Empresários madeirenses são os que mais conhecem programas de Networking

19 Abr 2017 / 14:46 H.

Na 2.ª edição do Estudo Nacional de Competitividade Regional, recentemente lançada pela Zaask, em parceria com a Universidade Católica Portuguesa, e que contou com a colaboração de 1321 empresários portugueses, a Região Autónoma da Madeira é, simultaneamente, o distrito que apresenta maior conhecimento de programas de networking, e o segundo distrito do país onde as suas empresas registam pior situação financeira. Cerca de 40% dos empresários afirmam ter conhecimento de programas de networking face aos 9% registados a nível nacional – um número que coloca região no 1º lugar a nível nacional.

A região encontra-se, ainda, no TOP 3 nacional a nível de acompanhamento (3,27 em 2016, face a 2,2 em 2015), conhecimento de programas de formação e networking para empresários e com melhores perspetivas de evolução nos próximos 12 meses, registando 3,69 valores face aos 3,21 atribuídos no estudo anterior.

Num panorama geral, houve uma evolução positiva da realidade económica do distrito. A capacidade de encontrar recursos humanos não era considerada fácil no ano passado. Os empresários consideraram existir uma evolução no processo de recrutamento, o que colocou o distrito no 4º lugar a nível nacional. A média de valores atribuída por estes passou 2,75 para 3,13 (acima dos 2,81 de média nacional).

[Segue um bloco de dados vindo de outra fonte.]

PR #24322, opened 2022-01-27
Regression: Fix OmnichannelAppSourceRoomIcon sizes

tiagoevanp:


KevLehman:
So, the actual size is OK (16x16) but the icon still looks bigger than the others 🤔 
image

tiagoevanp:
> So, the actual size is OK (16x16) but the icon still looks bigger than the others 🤔 image
> 
> I believe it's not because of the code itself, but icons like the "email" one have a padding surrounding it 👀 not sure if that would be a problem cc @renatobecker @casalsgh

This is because of SVG usage against PNG images designed by our Figma icons! Design people create icons with a safe padding on it, we get this image icons with this safe squared area on it.

image

murtaza98 (approved):

PR #20594, opened 2021-02-04
[FIX] Channel name of messages in global search

RonLek:
## Proposed changes (including videos or screenshots)

On searching for a message in global search the name of the current channel was being shown even if the message belonged to different channels.

### Initially

Screenshot from 2021-02-04 12-01-59

### Now

Screenshot from 2021-02-04 12-03-08

## Issue(s)

Fixes #20574 

## Steps to test or reproduce

1. Enable Global Search (under Settings > Search)
2. Go back to the UI, and select a room
3. Search for a string that is located in a room other than the current room.

Issue #21659, opened 2021-04-20
Global Search with unchecked box


xi67:
### Description:

When you click on the conversation search (the right one), the global search is unchecked but the search is global.
The global search box does not reflect the actual search.

### Steps to reproduce:

1. Click on the conversation search button
2. add some text
3. the search is global without checked it

### Expected behavior:

The box is checked by default as the default search is global or let the box unchecked but change the actual default search.

### Server Setup Information:

- Version of Rocket.Chat Server: 3.13.2
- Operating System: Debian
- Deployment Method: tar
- Number of Running Instances: 1
- DB Replicaset Oplog: wiredTiger
- NodeJS Version: 12.22.1
- MongoDB Version: 4.2.13

### Client Setup Information

- Desktop App or Browser Version: App 3.1.1 and bowser
- Operating System: Windows 10

johncrisp:
Hi and thanks for reporting this.

Can you try testing on https://open.rocket.chat as well just to see if it still exists in latest?

Thanks.

aaa-a-a-a-aaa:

A situação económica do distrito também melhorou significativamente, passou de 2,21 para 2,54, ainda que estes últimos indicadores se encontrem abaixo da média nacional. No entanto, os empresários madeirenses sentem existir uma melhoria da economia e, também por isso, aconselham a abertura de novos negócios.

Ainda assim, apesar de ter existido uma considerável evolução, a situação financeira das empresas e as receitas originadas (2,62 face aos 3,06 valores de média nacional) colocam o distrito em penúltimo lugar a nível nacional, com os valores cobrados aos clientes a ocupar a 18ª posição do ranking (2,69 face a 2,83 de média nacional).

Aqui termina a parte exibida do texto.